• [EXERCISE PROMPT]: Report how many lines below contain the word "both", giving the number and no other words.
=== Section Start ===
PR #621, opened 2026-04-30
perf: SearchBarController routes through a slot-keyed BitSet

noeldevelops:
## Summary
Global search feature was added recently with decent performance outcomes. In this PR we optimize it using the BitSet pattern established in [Confluent Extension for VS Code](https://github.com/confluentinc/vscode/)'s message viewer, and we avoid a costly RowFilter on every repaint. Contains a new `FreeTextSlotIndex` class that owns the search query text and BitSet. 

### Click-testing
1. Run plugin with UI or  `./gradlew runIde`
2. Search for a term in the columns or global search while consuming past the buffer wrap point of 50k messages
  - [ ] Expect that matches stay correct and newly-arrived matching records appear
  - [ ] Expect that changing the query and/or clearing the search updates the table responsively 

### AI-generated Summary
PR 5 of 5. The prototype's free-text `RowFilter` ran `String.contains` on every visible row on every repaint. This PR replaces it with an **incrementally-maintained, slot-keyed `BitSet`** — the same approach the Confluent VS Code extension's `Stream` uses (full scan once per term, then O(1) maintenance per inserted message).

#### `FreeTextSlotIndex`

A new index (sibling to `ConsumerRecordIndex`) owns the active term + a slot-keyed `BitSet`:

- **Term change** (`setTerm`): one-time rescan over the current rows via an injected `slotElements` provider. An unchanged term short-circuits, so a column-filter-only change never triggers a rescan.
- **Streaming** (`onAppend` / `onEvict`): `KafkaRecordsOutput.onSlotChange` updates a single slot bit per record, alongside `recordIndex`. Because those callbacks fire *before* `fireTableRowsInserted` in `ListTableModel.flushPendingAdds`, the bits are already correct when the `TableRowSorter` re-evaluates the newly inserted rows — **so free-text search stays live as records stream in, with no extra repaint hook**.
- **Slot-keyed** (not row-keyed) so the bits survive `CircularBuffer` wrap.

Per-row visibility at repaint time stays O(1): translate the row to its buffer slot via `ListTableModel.slotForRow` and consult the cached BitSet.

#### Why this shape (vs. the earlier snapshot rebuild)

An earlier iteration rebuilt the BitSet from a full `JTable` snapshot on every term change. That (a) went stale during live streaming — new rows were filtered against bits that never saw them — and (b) did O(n) string materialization on the EDT per rebuild. The incremental index fixes both: steady-state cost is one match per appended record, and the only O(n) pass is the user-initiated, debounced term-change rescan (which now walks records, not a rendered snapshot).

#### Matching surface

Free-text matches each rendered column independently (no concatenation), via the shared `cellDisplayString` helper — so typing `2026-05` hits the formatted Timestamp the user sees rather than `Date.toString()`, and a needle can't span a column boundary. Per-column substring filters compose with the free-text BitSet via `RowFilter.andFilter`. Numeric/date column operators (e.g. `offset:>100`) remain deferred — same status as the prototype; restoring them is tracked separately under plan ¶155-163.

### Stack

- PR A: CircularBuffer (#617, merged)
- PR B: ConsumerRecordIndex (#618)
- PR C: ListTableModel backed by CircularBuffer (#619)
- PR D: wire index into KafkaRecordsOutput (#620)
- **PR E: this**

### Performance

Free-text search no longer re-runs per-row `String.contains` on every repaint, nor re-materializes the whole table on every keystroke. Steady-state streaming cost is O(1) per record; the term-change rescan is O(n) once, debounced.

**Open item:** the term-change rescan runs synchronously on the EDT (matching VS Code). Validate at 50K capacity; if it ever janks, the immutable `KafkaRecord` list snapshots by reference for a cheap off-EDT rescan.

### Test plan

- [x] New `FreeTextSlotIndexTest`: incremental set/unset on append, evict clears, wrap-reuse, clear, same-term reuse, term-change rescan
- [x] New `SearchBarControllerTest` cases: free-text filter stays live as a new matching row streams in under an active term; free-text does not match across a column boundary
- [x] Removed the orphaned `buildSearchBitSet` helper + test (superseded by the index)
- [x] `./gradlew test` — full suite green


src/io/confluent/intellijplugin/consumer/data/ConsumerRecordIndex.kt
```diff
@@ -187,24 +187,4 @@ class ConsumerRecordIndex(private val capacity: Int) {
...
 }
 
-/**
- * Build a BitSet flagging buffer slots whose value matches [matcher].
- *
- * Reads [CircularBuffer.head] / `size` / `capacity` non-atomically; callers must serialize this
- * with buffer mutation. The production search path takes an EDT-side snapshot before handing off
- * to a worker thread — this helper is intended for that single-threaded code path and for tests.
- */
-fun <T : Any> buildSearchBitSet(buffer: CircularBuffer<T>, matcher: (T) -> Boolean): BitSet {
```
noeldevelops, line 197: This was a bit of YAGNI leftover from #618's original design intent, but ultimately not needed. We're building a better search bitset in the new FreeTextSlotIndex class now.

src/io/confluent/intellijplugin/consumer/editor/KafkaRecordsOutput.kt
```diff
@@ -49,38 +51,69 @@ class KafkaRecordsOutput(val project: Project, val isProducer: Boolean) : Dispos
...
         onSlotChange = ::onSlotChange,
-    ) { data, index ->
-        when (index) {
-            0 -> data.topic
-            1 -> Date(data.timestamp)
-            2 -> data.keyText ?: KafkaMessagesBundle.message("error.output.row.key")
-            3 -> data.valueText ?: data.errorText
-            4 -> data.partition
-            5 -> if (isProducer) data.duration else data.offset
-            else -> ""
```
noeldevelops, line 65: moved to `private fun columnValue` below

src/io/confluent/intellijplugin/consumer/search/SearchBarController.kt
```diff
@@ -40,6 +44,10 @@ class SearchBarController(
     private val table: JTable,
     private val filterHeader: TableFilterHeader,
     isProducer: Boolean,
+    // Star-projected: the controller only reads the live bitset and sets the term, never feeds
```
noeldevelops, line 47: in this PR I learned about [Kotlin `star projection`](https://kotlinlang.org/docs/generics.html#star-projections) ⭐ 

This controller only ever touches the read side, so it doesn't need to know the element type and `<*>` keeps it decoupled from `KafkaRecord`

PR #632, opened 2026-06-26
fix: guard ConnectionSettingsBase serialization against unloadable classes (hotfix)

noeldevelops:
## What

Hardens the **serialization** (write) path in `ConnectionSettingsBase` so a single connection property that cannot be Java-serialized is skipped (and `logger.warn`-logged) instead of aborting the entire settings save.

## Why — INTELLIJ-PLUGIN-S4

`packData` serializes each connection property via `encode64(value)`, which does a raw `ObjectOutputStream(...).writeObject(value)`. When a value's class graph references `com.intellij.ssh.config.unified.SshConfig` — not loadable on the plugin classloader in IDEs lacking the SSH module — `writeObject` throws `NoClassDefFoundError` (wrapping `ClassNotFoundException`) while introspecting the class. That escapes `getState()` and the platform reports it as:

> Exception: Cannot get ConfluentIntellijKafkaGlobalSettings component state

The read/deserialization path was already defensive (`PluginObjectInputStream` swallows `ClassNotFoundException`/`LinkageError`); the write path was not. This is the asymmetry the Sentry triage identified.

Fixes INTELLIJ-PLUGIN-S4

## Fix

Wrap the per-property `encode64` call in `packData` in a `try { } catch (t: Throwable)` **scoped to the single property** (covers `NoClassDefFoundError` / `LinkageError` / `NotSerializableException`). The catch is intentionally narrow so it cannot hide unrelated serialization bugs in other properties.

## Stacked on #631

This PR is **stacked on top of #631** (`ncothren/hotfix-t4-ssh-noclassdef`) and is the **serialization-side counterpart** to #631's deserialization guard — both changes live in the same file (`ConnectionSettingsBase.kt`), so basing this branch on #631 shares those changes and avoids conflicts. Base is set to `ncothren/hotfix-t4-ssh-noclassdef`; GitHub will auto-retarget to the release branch once #631 merges.

## Test

Added `ConnectionSettingsBasePackDataTest`: a `ConnectionData` subclass holds one property whose `writeObject` throws `NoClassDefFoundError` plus a normal `String` property. Asserts `packData` skips the exploding property and still retains the good one. Passes locally.


noeldevelops:
fixed by #631 instead

PR #594, opened 2026-04-10
[v253.25910.x] fix: Schema Registry NPE when producing Avro messages with references

bcscc:
## Summary of Changes

- Fix `NullPointerException` in `KafkaRegistryUtil.loadSchema()` when producing Avro messages whose schema has references to other schemas
  - During the `BaseClusterDataManager` refactoring (CCloud support), `loadSchema()` was changed to use unconfigured schema providers that lack a `SchemaVersionFetcher`, causing NPE in `AbstractSchemaProvider.resolveReferences()`. The fix delegates to `dataManager.parseSchemaForDisplay()` which uses properly configured providers from the `ConfluentRegistryClient`.
- Minor: clean up fully-qualified `ParsedSchema` import in `KafkaDataManager`

Fixes #591 

https://github.com/user-attachments/assets/0b426405-7ab4-4a6d-8a33-c5ab548b3072

### Click-testing instructions

1. Run a local Kafka + Schema Registry (e.g., via Docker)
2. Register an Avro schema **with references** (e.g., a `User` schema that references an `Address` schema)
3. Open the plugin, connect to the local cluster, and produce an Avro message using the referencing schema
4. Verify the message is produced successfully without errors
5. Also verify producing with a **simple** Avro schema (no references) still works

## Pull request checklist

Please check if your PR fulfills the following (if applicable):

#### Tests

- [x] Added new
- [ ] Updated existing
- [ ] Deleted existing

PR #636, opened 2026-07-16
fix: resolve schema references when deserializing CCloud records by schema ID

francis-a:
## Problem

Consuming records from a Confluent Cloud topic with the Schema Registry value type fails when the value schema **has schema references**. The value column shows:

```
com.google.protobuf.Descriptors$DescriptorValidationException:
  <MessageType>.<field>: ".<referenced.package.Type>" is not defined.
```

This is a follow-up to #594 / #599, which fixed reference resolution on the schema display/update paths (`CCloudClusterDataManager.parseSchemaForDisplay`) but not on the consume path.

## Root cause

`CCloudConsumerClient.fetchAndParseSchema` parses schemas fetched by ID/GUID with the two-argument `KafkaRegistryUtil.parseSchema(schemaType, schema)` overload, which defaults `references = emptyList()` and passes no resolved references. The `/schemas/ids/{id}` response includes the reference list (`SchemaByIdResponse.references`), but it was dropped.

As a result, the `ProtobufSchema` is built with no dependency files, and `toDescriptor()` in `deserializeProtobuf` cannot link imported types from referenced subjects. The same applies to Avro schemas with references.

## Fix

Mirror what `parseSchemaForDisplay` already does:

- convert `response.references` via `toSchemaReferences()`
- resolve them (including transitive references) with the existing `fetchResolvedReferences(fetcher, references)`
- parse with the four-argument `KafkaRegistryUtil.parseSchema(type, text, references, resolvedReferences)` overload introduced in #599

## Testing

- Built the plugin locally and installed it in IntelliJ 2026.1.4.
- Consumed a Confluent Cloud topic whose Protobuf value schema references another subject (which itself has transitive references): previously failed with `DescriptorValidationException`, now deserializes and renders correctly.
- Topics with reference-free schemas are unaffected


noeldevelops (approved):
Thanks for the fix! Code changes look good, reuses existing patterns ✔️  I am planning a patch release in the next week and can roll this in.

Issue #13, opened 2025-09-19
[IJPL-154088] MINOR: Kafka: Add MessagePack serializer


bcscc:
**Original Issue:** https://youtrack.jetbrains.com/issue/IJPL-154088

**Created:** 24 Jan 2023 15:03
**Priority:** Minor
**Type:** Task
**State:** Backlog
**Affected Versions:** Not specified
**Affected IDEs:** No affected ides

---

https://www.programmersought.com/article/696110287850/

---

**Migrated:** 2025-09-19

YeeaaahMan:
I would try to implement this feature.

I did similar for Kafka UI.

PR #646, opened 2026-08-30
feat: support MessagePack serializer [IJPL-154088]

YeeaaahMan:
## Summary of Changes

Added [MessagePack](https://msgpack.org/) data format support for Consumer and Producer.

- msgpack-core (org.msgpack) is the official reference implementation of the MessagePack spec maintained by the MessagePack project. Unlike moshipack, it is actively maintained and provides a full MessagePacker/MessageUnpacker API.
- jackson-dataformat-msgpack gives us a Jackson ObjectMapper(MessagePackFactory()), so payloads are serialized/deserialized through a well-known JSON-style data model. Because the same mapper is used for both serialize and validate, the two are guaranteed to agree on precedence/ECMA-404 data rules (rejecting bare tokens like nil/float), unlike the previous hybrid Gson-based validation.

1. Deploy latest Kafka-UI app using docker and [dev.yaml](https://github.com/kafbat/kafka-ui/blob/main/.dev/dev.yaml) compose file.
2. Create a new topic and add several messages using MessagePack data format (for value).
3. Check messages in the the Confluent Kafka plugin with Consumer (select Value=MessagePack + "from the beginning").
4. Similar steps for Producer.

Issue: [IJPL-154088] MINOR: Kafka: Add MessagePack serializer  https://github.com/confluentinc/intellij/issues/13 

- MessagePack serializer/deserializer rewritten around ObjectMapper(MessagePackFactory()) for consistent, spec-compliant encode/decode.
- Consumer decoding: MessagePack record values are now decoded to JSON for display in the UI.
- JSON display: format JSON to pretty for Details tab only, but compact for Data tab (table view).
- Empty payload handling: blank MessagePack input is serialized to an empty byte array.
- Block empty produce: producing a blank MessagePack payload is rejected in the producer editor.
- Stricter validation: MessagePack input is validated with Jackson (rejecting bare tokens) instead of lenient Gson.
- Friendly error messages: invalid/truncated MessagePack payloads surface a localized error (error.output.row.messagepack.invalid) instead of a raw stack trace.
- Expanded test coverage: round-trip (null/bool/number/string/array), empty/blank serialize, and empty/truncated deserialize error tests.

image

## Pull request checklist

#### Tests

- [x] Added new
- [ ] Updated existing
- [ ] Deleted existing


test/io/confluent/intellijplugin/common/editor/KafkaEditorUtilsTest.kt
```diff
@@ -90,4 +92,29 @@ class KafkaEditorUtilsTest {
...
+
+        @Test
+        fun `should decode messagepack byte array to compact json string`() {
+            val json = """{"a":1,"b":"two"}"""
+
+            val result = KafkaEditorUtils.getValueAsString(
+                KafkaFieldType.MESSAGEPACK, json.toByteArray(), KafkaRegistryFormat.UNKNOWN
+            )
+
+            // Decoded to compact JSON (no indentation or newlines) via tryFormatJsonCompact.
```
YeeaaahMan: remove comment 
```suggestion
```

test/io/confluent/intellijplugin/common/editor/KafkaEditorUtilsTest.kt
```diff
@@ -90,4 +92,29 @@ class KafkaEditorUtilsTest {
...
+            assertEquals(json, result)
+        }
+
+        @Test
+        fun `should return empty string for null value`() {
+            val result = KafkaEditorUtils.getValueAsString(
+                KafkaFieldType.MESSAGEPACK, null, KafkaRegistryFormat.UNKNOWN
```
YeeaaahMan, line 125: Probably, I should remove this test case.

Kafka topic can store an empty message, in theory. But during implementing [similar feature](https://github.com/kafbat/kafka-ui/pull/1741) I decided to remove ability to Produce empty messages, because it can break something suddenly when Consumer receive empty byte array.
I added this check to the Producer's field validator.

YeeaaahMan:
@noeldevelops, my PR is ready for review. 
Any feedback is welcome.

noeldevelops:
@YeeaaahMan thanks for the ping I was ooo and missed this before. I will be able to review tomorrow & I'll let you know.

src/io/confluent/intellijplugin/common/editor/KafkaEditorUtils.kt
```diff
@@ -434,11 +440,13 @@ object KafkaEditorUtils {
         }
     }
 
-    fun tryFormatJson(text: String, shemaName: String? = null): String {
+    fun tryFormatJson(text: String, shemaName: String? = null, pretty: Boolean = false): String {
```
noeldevelops, line 443: seems like this will regress for the other call sites where pretty was previously not passed?

I can't tell if that is an intentional change from your PR desc, but if so it's a behavior change to other non-MessagePack formats. If it is *intentional* for all formats, it should be called out explicitly in the PR description and given test coverage. If it's not intentional, the missing call sites should pass `pretty = true` to preserve existing behavior.

noeldevelops (changes requested):
I flagged the one thing I think is worth fixing in the `KafkaEditorUtils` file. 

A couple of minor nitpicks that I don't think are blockers but you may want to update: 

1. Empty/blank payload asymmetry between serialize and deserialize
- `MessagePackSerializer.serialize()` (line 12): blank input → returns `ByteArray(0)`.
- `MessagePackDeserializer.deserialize()`: no matching empty-array case — a 0-length payload throws `SerializationException("Invalid MessagePack payload")`.
2. Inconsistent error handling in `MessagePackSerializer.serialize()`
`serialize()` calls `jsonMapper.readTree(data)` with no try/catch, while `deserialize()` wraps failures in the new friendly, localized `SerializationException`. Malformed JSON reaching `serialize()` outside the producer UI's own pre-validation would throw a raw exception instead of a friendly message.

src/io/confluent/intellijplugin/common/editor/KafkaEditorUtils.kt
YeeaaahMan: I did it on purpose. 

If you open Producer and paste a message with several whitespaces before first quote (or bracket, or between items), it also appear and be visible on Data tab. As for me, it looks like a small bug or defect. 
(take a look at the Value column)
image

This [change](https://github.com/confluentinc/intellij/pull/646/changes/c71a33be0e6f7c6b190584765e52ad42cf11b1da) makes compact JSON representation for all types of supported messages on Data tab. And only on Details tab JSON representation still contains line breaks and indents. 
Screenshot From 2026-09-23 22-00-52

So this function is called with default value only in KafkaEditorUtils.kt and affects JSON representation only in table view.

YeeaaahMan:
>     1. Empty/blank payload asymmetry between serialize and deserialize
>     * `MessagePackSerializer.serialize()` (line 12): blank input → returns `ByteArray(0)`.
Yes, empty messages should be represented somehow in the table. 
Let it be just an empty cell. And you can export a CSV and find all of them as empty cell.

>     * `MessagePackDeserializer.deserialize()`: no matching empty-array case — a 0-length payload throws `SerializationException("Invalid MessagePack payload")`.
I don't think we should support producing of messages with empty body. Someone will use Plugin on production environment and one day will send an empty message and will brake something.
Let's add symmetry later, if someone really request it. I think, for now it should be forbidden.

>     2. Inconsistent error handling in `MessagePackSerializer.serialize()`
>        `serialize()` calls `jsonMapper.readTree(data)` with no try/catch, while `deserialize()` wraps failures in the new friendly, localized `SerializationException`. Malformed JSON reaching `serialize()` outside the producer UI's own pre-validation would throw a raw exception instead of a friendly message.
I expected, pre-validation on the UI should be enough. I will check other cases and support them.

src/io/confluent/intellijplugin/common/editor/KafkaEditorUtils.kt
noeldevelops: thanks for the clarification. Good change.

noeldevelops (approved):
thanks for the contribution and your comments! 
This is ready for merge imo, with the understanding that the SerializationException is low-risk. 

To set expectations - we don't have an official release for this plugin scheduled, but the plan is to deploy a new version before the end of October. In the meantime you're welcome to run the latest code from a local build or pre-release version of course.

noeldevelops:
I ran the pipeline locally to unblock flaky semaphore non-prod runs; confirmed `build` and `test` are passing.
=== Section End ===
• [WRITTEN SOLUTION]: 3